Task statement
Return all the entries word for word.

Recorded data
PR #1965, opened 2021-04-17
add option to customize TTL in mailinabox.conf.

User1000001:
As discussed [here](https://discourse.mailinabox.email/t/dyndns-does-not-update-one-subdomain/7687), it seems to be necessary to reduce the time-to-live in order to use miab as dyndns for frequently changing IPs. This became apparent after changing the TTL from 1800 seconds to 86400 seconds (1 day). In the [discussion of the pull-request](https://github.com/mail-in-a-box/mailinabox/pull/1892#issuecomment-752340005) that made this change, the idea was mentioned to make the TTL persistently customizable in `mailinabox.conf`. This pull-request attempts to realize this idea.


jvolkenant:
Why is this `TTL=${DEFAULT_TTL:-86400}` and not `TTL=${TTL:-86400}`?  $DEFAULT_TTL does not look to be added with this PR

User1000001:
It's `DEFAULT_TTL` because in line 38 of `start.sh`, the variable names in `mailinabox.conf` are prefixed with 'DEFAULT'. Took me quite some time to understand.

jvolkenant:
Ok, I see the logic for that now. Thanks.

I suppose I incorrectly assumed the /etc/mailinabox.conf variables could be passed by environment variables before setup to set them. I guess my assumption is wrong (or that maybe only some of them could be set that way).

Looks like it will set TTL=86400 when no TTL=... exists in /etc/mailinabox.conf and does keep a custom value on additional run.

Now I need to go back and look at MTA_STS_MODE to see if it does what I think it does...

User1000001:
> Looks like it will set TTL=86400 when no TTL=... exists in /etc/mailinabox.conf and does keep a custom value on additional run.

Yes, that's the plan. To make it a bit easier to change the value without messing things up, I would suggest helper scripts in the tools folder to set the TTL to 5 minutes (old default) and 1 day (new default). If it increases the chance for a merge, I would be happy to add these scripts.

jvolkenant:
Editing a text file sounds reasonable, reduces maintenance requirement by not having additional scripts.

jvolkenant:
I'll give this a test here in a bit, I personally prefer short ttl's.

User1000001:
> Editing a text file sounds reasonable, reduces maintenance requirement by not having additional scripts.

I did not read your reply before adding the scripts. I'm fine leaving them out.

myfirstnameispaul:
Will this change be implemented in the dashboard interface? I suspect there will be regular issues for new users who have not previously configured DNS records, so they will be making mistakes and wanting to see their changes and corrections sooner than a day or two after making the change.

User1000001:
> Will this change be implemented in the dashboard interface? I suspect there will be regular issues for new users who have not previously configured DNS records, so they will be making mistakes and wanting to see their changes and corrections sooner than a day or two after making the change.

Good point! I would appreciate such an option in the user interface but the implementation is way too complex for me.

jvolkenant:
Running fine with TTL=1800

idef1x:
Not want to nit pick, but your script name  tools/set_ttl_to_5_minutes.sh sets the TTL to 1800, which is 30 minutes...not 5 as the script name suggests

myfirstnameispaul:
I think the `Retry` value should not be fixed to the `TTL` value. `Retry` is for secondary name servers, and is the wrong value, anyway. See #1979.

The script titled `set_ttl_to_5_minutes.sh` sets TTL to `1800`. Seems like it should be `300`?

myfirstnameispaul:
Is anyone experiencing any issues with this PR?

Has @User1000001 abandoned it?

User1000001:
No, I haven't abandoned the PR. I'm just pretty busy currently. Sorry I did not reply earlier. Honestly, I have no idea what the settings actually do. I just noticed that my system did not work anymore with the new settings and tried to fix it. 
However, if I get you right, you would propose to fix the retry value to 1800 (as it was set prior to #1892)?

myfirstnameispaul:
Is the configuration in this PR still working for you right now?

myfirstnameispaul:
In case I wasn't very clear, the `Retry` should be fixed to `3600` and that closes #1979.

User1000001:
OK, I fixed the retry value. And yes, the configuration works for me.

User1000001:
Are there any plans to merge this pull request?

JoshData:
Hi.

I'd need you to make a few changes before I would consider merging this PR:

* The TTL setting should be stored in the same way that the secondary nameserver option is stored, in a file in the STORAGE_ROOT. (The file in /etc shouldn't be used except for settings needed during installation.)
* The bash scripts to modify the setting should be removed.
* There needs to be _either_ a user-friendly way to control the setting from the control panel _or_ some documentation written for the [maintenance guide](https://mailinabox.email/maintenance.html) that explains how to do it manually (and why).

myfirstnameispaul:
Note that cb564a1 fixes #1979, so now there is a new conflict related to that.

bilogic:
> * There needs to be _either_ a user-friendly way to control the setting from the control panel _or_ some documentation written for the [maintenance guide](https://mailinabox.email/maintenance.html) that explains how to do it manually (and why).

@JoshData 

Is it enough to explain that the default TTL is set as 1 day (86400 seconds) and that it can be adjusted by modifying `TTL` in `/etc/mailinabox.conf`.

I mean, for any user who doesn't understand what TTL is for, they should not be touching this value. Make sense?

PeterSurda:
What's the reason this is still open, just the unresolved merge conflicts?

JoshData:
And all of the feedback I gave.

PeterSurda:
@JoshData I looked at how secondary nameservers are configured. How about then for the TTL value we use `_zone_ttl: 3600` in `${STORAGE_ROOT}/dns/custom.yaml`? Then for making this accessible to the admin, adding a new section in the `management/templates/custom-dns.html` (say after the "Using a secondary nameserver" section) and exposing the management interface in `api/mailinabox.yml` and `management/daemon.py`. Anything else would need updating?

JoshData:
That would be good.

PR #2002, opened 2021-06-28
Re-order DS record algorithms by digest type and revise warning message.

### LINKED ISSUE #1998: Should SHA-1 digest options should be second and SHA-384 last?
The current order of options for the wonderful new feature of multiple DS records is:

Task answer
PR #1965, opened 2021-04-17
add option to customize TTL in mailinabox.conf.

User1000001:
As discussed [here](https://discourse.mailinabox.email/t/dyndns-does-not-update-one-subdomain/7687), it seems to be necessary to reduce the time-to-live in order to use miab as dyndns for frequently changing IPs. This became apparent after changing the TTL from 1800 seconds to 86400 seconds (1 day). In the [discussion of the pull-request](https://github.com/mail-in-a-box/mailinabox/pull/1892#issuecomment-752340005) that made this change, the idea was mentioned to make the TTL persistently customizable in `mailinabox.conf`. This pull-request attempts to realize this idea.


jvolkenant:
Why is this `TTL=${DEFAULT_TTL:-86400}` and not `TTL=${TTL:-86400}`?  $DEFAULT_TTL does not look to be added with this PR

User1000001:
It's `DEFAULT_TTL` because in line 38 of `start.sh`, the variable names in `mailinabox.conf` are prefixed with 'DEFAULT'. Took me quite some time to understand.

jvolkenant:
Ok, I see the logic for that now. Thanks.

I suppose I incorrectly assumed the /etc/mailinabox.conf variables could be passed by environment variables before setup to set them. I guess my assumption is wrong (or that maybe only some of them could be set that way).

Looks like it will set TTL=86400 when no TTL=... exists in /etc/mailinabox.conf and does keep a custom value on additional run.

Now I need to go back and look at MTA_STS_MODE to see if it does what I think it does...

User1000001:
> Looks like it will set TTL=86400 when no TTL=... exists in /etc/mailinabox.conf and does keep a custom value on additional run.

Yes, that's the plan. To make it a bit easier to change the value without messing things up, I would suggest helper scripts in the tools folder to set the TTL to 5 minutes (old default) and 1 day (new default). If it increases the chance for a merge, I would be happy to add these scripts.

jvolkenant:
Editing a text file sounds reasonable, reduces maintenance requirement by not having additional scripts.

jvolkenant:
I'll give this a test here in a bit, I personally prefer short ttl's.

User1000001:
> Editing a text file sounds reasonable, reduces maintenance requirement by not having additional scripts.

I did not read your reply before adding the scripts. I'm fine leaving them out.

myfirstnameispaul:
Will this change be implemented in the dashboard interface? I suspect there will be regular issues for new users who have not previously configured DNS records, so they will be making mistakes and wanting to see their changes and corrections sooner than a day or two after making the change.

User1000001:
> Will this change be implemented in the dashboard interface? I suspect there will be regular issues for new users who have not previously configured DNS records, so they will be making mistakes and wanting to see their changes and corrections sooner than a day or two after making the change.

Good point! I would appreciate such an option in the user interface but the implementation is way too complex for me.

jvolkenant:
Running fine with TTL=1800

idef1x:
Not want to nit pick, but your script name  tools/set_ttl_to_5_minutes.sh sets the TTL to 1800, which is 30 minutes...not 5 as the script name suggests

myfirstnameispaul:
I think the `Retry` value should not be fixed to the `TTL` value. `Retry` is for secondary name servers, and is the wrong value, anyway. See #1979.

The script titled `set_ttl_to_5_minutes.sh` sets TTL to `1800`. Seems like it should be `300`?

myfirstnameispaul:
Is anyone experiencing any issues with this PR?

Has @User1000001 abandoned it?

User1000001:
No, I haven't abandoned the PR. I'm just pretty busy currently. Sorry I did not reply earlier. Honestly, I have no idea what the settings actually do. I just noticed that my system did not work anymore with the new settings and tried to fix it. 
However, if I get you right, you would propose to fix the retry value to 1800 (as it was set prior to #1892)?

myfirstnameispaul:
Is the configuration in this PR still working for you right now?

myfirstnameispaul:
In case I wasn't very clear, the `Retry` should be fixed to `3600` and that closes #1979.

User1000001:
OK, I fixed the retry value. And yes, the configuration works for me.

User1000001:
Are there any plans to merge this pull request?

JoshData:
Hi.

I'd need you to make a few changes before I would consider merging this PR:

* The TTL setting should be stored in the same way that the secondary nameserver option is stored, in a file in the STORAGE_ROOT. (The file in /etc shouldn't be used except for settings needed during installation.)
* The bash scripts to modify the setting should be removed.
* There needs to be _either_ a user-friendly way to control the setting from the control panel _or_ some documentation written for the [maintenance guide](https://mailinabox.email/maintenance.html) that explains how to do it manually (and why).

myfirstnameispaul:
Note that cb564a1 fixes #1979, so now there is a new conflict related to that.

bilogic:
> * There needs to be _either_ a user-friendly way to control the setting from the control panel _or_ some documentation written for the [maintenance guide](https://mailinabox.email/maintenance.html) that explains how to do it manually (and why).

@JoshData 

Is it enough to explain that the default TTL is set as 1 day (86400 seconds) and that it can be adjusted by modifying `TTL` in `/etc/mailinabox.conf`.

I mean, for any user who doesn't understand what TTL is for, they should not be touching this value. Make sense?

PeterSurda:
What's the reason this is still open, just the unresolved merge conflicts?

JoshData:
And all of the feedback I gave.

PeterSurda:
@JoshData I looked at how secondary nameservers are configured. How about then for the TTL value we use `_zone_ttl: 3600` in `${STORAGE_ROOT}/dns/custom.yaml`? Then for making this accessible to the admin, adding a new section in the `management/templates/custom-dns.html` (say after the "Using a secondary nameserver" section) and exposing the management interface in `api/mailinabox.yml` and `management/daemon.py`. Anything else would need updating?

JoshData:
That would be good.

PR #2002, opened 2021-06-28
Re-order DS record algorithms by digest type and revise warning message.

### LINKED ISSUE #1998: Should SHA-1 digest options should be second and SHA-384 last?
The current order of options for the wonderful new feature of multiple DS records is:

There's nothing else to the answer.